» **Brief**:
What is needed here is an exact repetition of the records below, beginning at the line that has "Closes #2029." and stopping after the line that has "Reviewed the entire".

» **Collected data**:
※
PR #2122, opened 2026-09-13
fix(conversations): handle retirement with other validation errors

### LINKED ISSUE #2039: Retirement races match the changeset error list exactly, in four places
## What

The #1766 campaign handles a sandbox retiring mid-flight by matching the changeset `update_sandbox/2` rejects with:

```elixir
{:error, %Ecto.Changeset{errors: [status: {"sandbox is retired", []}]}} ->
```

That literal appears four times — three in `conversation_server.ex` (#1943, #1944, #1945) and one in `lifecycle.ex` (#1946) — and the #1767 chain adds more of the same shape.

## Why it is fragile

The pattern only matches when the retirement error is the *sole* error on the changeset. `prevent_sandbox_revival/1` adds it to whatever `Sandbox.changeset(current, attrs)` already produced, so one more validation firing beside it — a new field constraint, a stricter status enum — makes `errors` a two-element list and every one of these sites falls through to the path it was written to avoid:

- `do_fresh_provision/6` and the wake path raise `MatchError` and take the conversation down;
- the provision-completion site fails the conversation and releases a session a replacement may own;
- `park/4` raises inside the reclaim path.

No test would catch it. Each PR's own negative test (`"an unrelated ready-write error still fails provisioning"`) asserts a *different* single error, so it passes either way.

## Suggested shape

A predicate beside the error's producer in `Fountain.Conversations`, plus a wrapper the call sites use:

```elixir
def sandbox_retired?(%Ecto.Changeset{errors: errors}),
  do: errors[:status] == {"sandbox is retired", []}

def sandbox_retired?(_), do: false

@spec claim_sandbox(Sandbox.t(), map()) :: {:ok, Sandbox.t()} | :retired | {:error, term()}
def claim_sandbox(sandbox, attrs) do
  case update_sandbox(sandbox, attrs) do
    {:ok, updated} -> {:ok, updated}
    {:error, error} -> if sandbox_retired?(error), do: :retired, else: {:error, error}
  end
end
```

Call sites then match the atom `:retired`, which is shorter than the pattern it replaces and robust to a second error appearing. `{:error, :sandbox_reset_pending}` passes through unchanged, so `park/4` keeps its separate clause.

## Not doing it now

The #1766 chain carries 22 approved stack:1767 PRs on top of it, so rewriting those four branches to swap the call sites would force a rebase of the whole campaign. This is a follow-up for after it lands — the conversion is mechanical once the file has stopped moving.

Found while reviewing stack:1766 for merge readiness. Refs #1766, #1767, #2032.

jhgaylor:
Retirement races during provisioning, wake and park now recognize the retirement error even when the changeset also contains other validation errors. A shared predicate scans every status error, and `claim_sandbox/2` converts that rejection to `:retired` while preserving unrelated errors and `:sandbox_reset_pending`.

Regression coverage exercises real retirement plus invalid-mode validation at all four lifecycle writes, preserving replacement conversations, sandboxes and broker credentials. It also covers multiple status errors in either order, ordinary success, unrelated validation failures and reset fences.

Validation after merging current main: 108 focused lifecycle/inference tests passed; the 33-test broker suite passed again after moving its retirement pause past inference reservation; compilation with warnings as errors, formatting and strict Credo passed. Full precommit and CI validation remain for the draft PR. Existing unused-variable warnings in the broker test file were unchanged.

Closes #2039.


BinaryBourbon (approved):
Reviewed commit `3f93c76cefe0f6007f14712e872ce0c13167ae26`.

Reviewed the complete diff: `conversations.ex`, `conversation_server.ex`, `lifecycle.ex`, and all four changed lifecycle/sandbox test files. Traced the four claim writes through the locked persisted-row validation, retirement/reset fencing, provider cleanup, prepared broker credentials, and usage-event emission. The retirement predicate recognizes additional validation errors without weakening unrelated failures or changing the underlying update API. The regressions exercise real retired rows and preserve replacement resources.

No actionable medium-or-higher correctness, tenant-isolation, compatibility, or maintainability defects found. CI run [34759872309](https://github.com/managoat/fountain/actions/runs/34759872309) has successful six test partitions, static analysis, coverage, release/API checks and CI required; Detect secrets also succeeded. This was an independent source review and CI inspection; I did not rerun the tests locally.

PR #2125, opened 2026-09-13
fix(conversations): announce reused turns only after acceptance

### LINKED ISSUE #1924: A refused connection reuse publishes turn|started twice, so the turn renders as never finishing
Found while reviewing #1913 (the #1667 fix). Same defect, different path, and #1913's gate does not cover it.

## The shape

`Fountain.Conversations.Connection.resume/7` publishes `turn`/`started` before it prompts:

```elixir
Output.publish_stage(conversation_id, "turn", "started", %{
  turn_id: turn.id, turn_number: turn.turn_number,
  mode: "continue", connection: "reused"
})
```

When the idle peer then refuses the reuse, `ConversationServer.resume_acp_connection/5` drops the connection and starts over on the **same turn row**:

```elixir
{:error, _reason} ->
  state = drop_connection(state, "peer_refused_reuse")
  run_fresh_turn(state, conv, turn, prompt, TurnMachine.agent_for(conv), images, true)
```

`run_fresh_turn/7` publishes `turn`/`started` too. #1913 gated that publish on `is_nil(state.turn_session_retry)`, but this path never sets the flag — it is not a session restart — so a second `started` goes out for one turn.

## Why it matters

It is the failure #1913 exists to fix, on the same surface. `managoat/demos`, `apps/fountain-conversations`, `src/lib/blocks.ts`: the timeline pairs a stage `started` with its terminal partner, and collapses a repeated `started` only when `top.children.length === 0`. Events land in between, so the dedup does not fire — the second `started` opens a **nested** `turn` section whose outer half is closed by the end-of-stream sweep with `ended: null`. It renders as a turn that never finishes.

Present since #817, and untested: `peer_refused_reuse` appears twice in `lib/` and **zero times** in `test/`.

## The fix is probably a different question

#1913's gate asks "was this turn restarted after a lost session". The honest question for both paths is **"has this row already announced itself"** — a per-turn-row latch on the `started` publish, cleared where the row is. That covers this path, the #1667 path, and whatever the third one turns out to be.

Worth confirming against the other `publish_stage(_, "turn", "started", _)` call sites before settling on a shape.

## Not blocking #1913

#1913 is correct on the path it addresses and its new assertion pins that sequence. This is the sibling it uncovered.

jhgaylor:
A live ACP peer can refuse the next prompt, causing a fresh connection to retry the same turn row. Both paths previously published `turn/started`, leaving a nested unfinished turn in clients that pair stage events.

Publish the reused-turn start only after the peer accepts the prompt. On refusal, the fresh launch publishes the row's sole start; the conversation actor processes queued peer output after this call returns, preserving start-before-output ordering. Current session-loss recovery stays on its initialized peer and retains its existing single-start behavior.

Validation: the new regression fails on the original code with duplicate starts and passes with the fix. It covers refusal, fresh fallback, a later reused turn, and `started → output → done` ordering. Connection, ACP server, turn-machine, and bounded-lifecycle suites passed (228 tests); pinned Elixir 1.19.2 / OTP 28.3 compilation with warnings as errors, repository formatting, strict Credo (906 files), and `git diff --check` passed. Tests used an isolated local database. Full precommit and CI remain pending.

Closes #1924.


BinaryBourbon (approved):
Reviewed commit `dc7e96b280a3545597a58eef21c09ba349b2786b`.

Reviewed the complete diff in `connection.ex`, `connection_test.exs`, and `conversation_server_acp_test.exs`. Traced Peer.prompt acceptance/refusal through the actor, fresh launch, same-session recovery, output persistence, and subsequent reused turns. Peer notifications queue on the calling actor, so publishing the accepted start before returning still orders it before output; refusal leaves the sole start to the fresh launch of the existing row. The regression checks the refusal path, row reuse, subsequent success and durable event ordering.

No actionable medium-or-higher correctness, tenant-isolation, compatibility, or maintainability defects found. CI run [34759822278](https://github.com/managoat/fountain/actions/runs/34759822278) has successful six test partitions, static analysis, coverage, release/API checks and CI required; Detect secrets also succeeded. This was an independent source review and CI inspection; I did not rerun the tests locally.

PR #2126, opened 2026-09-13
fix(principals): check owner eligibility during credential renewal

### LINKED ISSUE #2029: A suspended or unverified owner can renew a claimed principal's credential
## Symptom

`Principals.renew_owned_credential/3` mints a live `principal`-scoped key for an owner whose account is suspended or whose email was never verified. `claim/4` refuses that same account.

## Mechanism (`apps/fountain/lib/fountain/principals.ex`, as of #1951)

`claim/4` gates on `check_claimer_eligible/1`:

```elixir
defp check_claimer_eligible(%User{} = claimer) do
  cond do
    claimer.principal -> {:error, :ineligible}
    is_nil(claimer.email_verified_at) -> {:error, :ineligible}
    not is_nil(claimer.suspended_at) -> {:error, :ineligible}
    Fountain.Billing.check_spend(claimer.id) != :ok -> {:error, :ineligible}
    true -> :ok
  end
end
```

`renew_owned_credential/3` calls none of it. It goes straight to the ownership subquery and mints.

Two of those four checks should not be there on renewal, and that part is right:

- `check_spend/1` is correctly skipped. `billing_subject_id/1` routes principal spend to the owner's ledger, so the balance gate still bites at spend time. Refusing renewal on a zero balance would strand a machine behind a credential the owner cannot replace, which is the failure #1688 exists to fix.
- `claimer.principal` cannot be true here, since ownership comes from the `principal_owners` row.

The other two are a different kind of check. Suspension is an operator action, not a balance, and the minted key authenticates **as the principal** — which is not itself suspended — so a suspended owner gets working credentials for compute on their own ledger. Unverified is the same shape.

## Not a regression

The API keys page already lets a suspended owner mint an ordinary key for themselves, so this widens an existing hole rather than opening one. Raised as a follow-up during review of #1951, not as a blocker; both that PR and #1952 were approved.

## Fix

Either extract the suspension/verification half of `check_claimer_eligible/1` and call it from `renew_owned_credential/3`, or decide deliberately that renewal is a recovery path that outlives suspension and say so in a comment — the current silence reads as an oversight either way. If the first, the wider question is whether a suspended account should be able to mint any API key.

---
Found reviewing #1951 (stack:1688, tracker #1688). The code described here is not on `main` yet; it lands with that stack.

jhgaylor:
Credential renewal now rejects a claimed principal's suspended or unverified owner with `:ineligible` before revoking or minting keys. It reloads and locks the owner inside the renewal transaction so a pending suspension must commit before eligibility is decided. Ownership failures remain `:not_found`, and verified, unsuspended owners can still renew at zero balance.

The owner lock precedes the claim lock to preserve user-before-dependent-row ordering. Revocation and minting remain atomic, runtime callback keys stay untouched, and existing audit writes still happen after commit. Claim and renewal share the suspension/verification predicate; claim retains its separate spending check.

Validation:
- Both suspended/unverified regression cases failed on the previous implementation and pass with the fix, preserving existing credentials and emitting no audit events.
- 159 tests passed across principals, principal claim replay/concurrency, audit guardrails, and API-key LiveView suites. Includes real concurrent suspension/renewal serialization, zero-balance renewal, ownership isolation, failed-mint rollback, and renewal/claim-replay serialization.
- Compile with warnings as errors, formatting, strict Credo, and diff checks passed on base `95cdc928` after applying its migrations to the dedicated local test database.
- Full precommit/CI verification remains pending. Local toolchain: Elixir 1.19.5 / OTP 28. The existing unused `conn` warning in API-key LiveView tests remains unchanged.

Closes #2029.


BinaryBourbon (approved):
Reviewed commit `070031e839ad95c847316cbd2311ff543b0cb1bd`.

Reviewed the entire three-file diff against base `95cdc928`, plus the renewal LiveView caller, suspension update, claim/replay path, credential revocation/minting, and existing ownership/rollback regressions. The current owner is read under a share lock before the claimed-principal row lock; ownership remains tenant scoped, ineligibility returns before any key mutation, and audit writes remain after the transaction. The shared eligibility predicate preserves claim’s separate spending requirement and allows zero-balance renewal.

Validation: independently traced the concurrent suspension test through the actual row lock and checked both suspended/unverified rejection assertions and caller error handling. Confirmed the remote head matches `070031e839ad95c847316cbd2311ff543b0cb1bd`. This was a source review; I did not rerun the Elixir suite or full precommit, and the PR’s reported test results are not independent execution evidence from this review.

Issue #1716, opened 2026-09-07
fountain-fixture runtime: disabling it leaves fixture agents un-updatable, and it ships in the public OpenAPI enums


jhgaylor:
#1644's deterministic ACP fixture is gated by `DEPLOYED_ACP_FIXTURE_ENABLED` + `DEPLOYED_ACP_FIXTURE_USER_ID` (`config/runtime.exs:45-49`), checked in `agent.ex:62-66,114-129`, `RuntimeDispatch` and `prepare_sandbox`; a tenant gets 422. Fine.

Edges:
- Disabling it later fails every changeset on an existing fixture agent (`validate_inclusion`), so those agents cannot be edited or deleted through the API.
- `fountain-fixture` sits in the public runtime enum (`schemas.ex:114,348,718`, `contract.json:7837`) and therefore in every SDK's type.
※
» **Result of the exercise**:
Closes #2029.


BinaryBourbon (approved):
Reviewed commit `070031e839ad95c847316cbd2311ff543b0cb1bd`.

Reviewed the entire three-file diff against base `95cdc928`, plus the renewal LiveView caller, suspension update, claim/replay path, credential revocation/minting, and existing ownership/rollback regressions. The current owner is read under a share lock before the claimed-principal row lock; ownership remains tenant scoped, ineligibility returns before any key mutation, and audit writes remain after the transaction. The shared eligibility predicate preserves claim’s separate spending requirement and allows zero-balance renewal.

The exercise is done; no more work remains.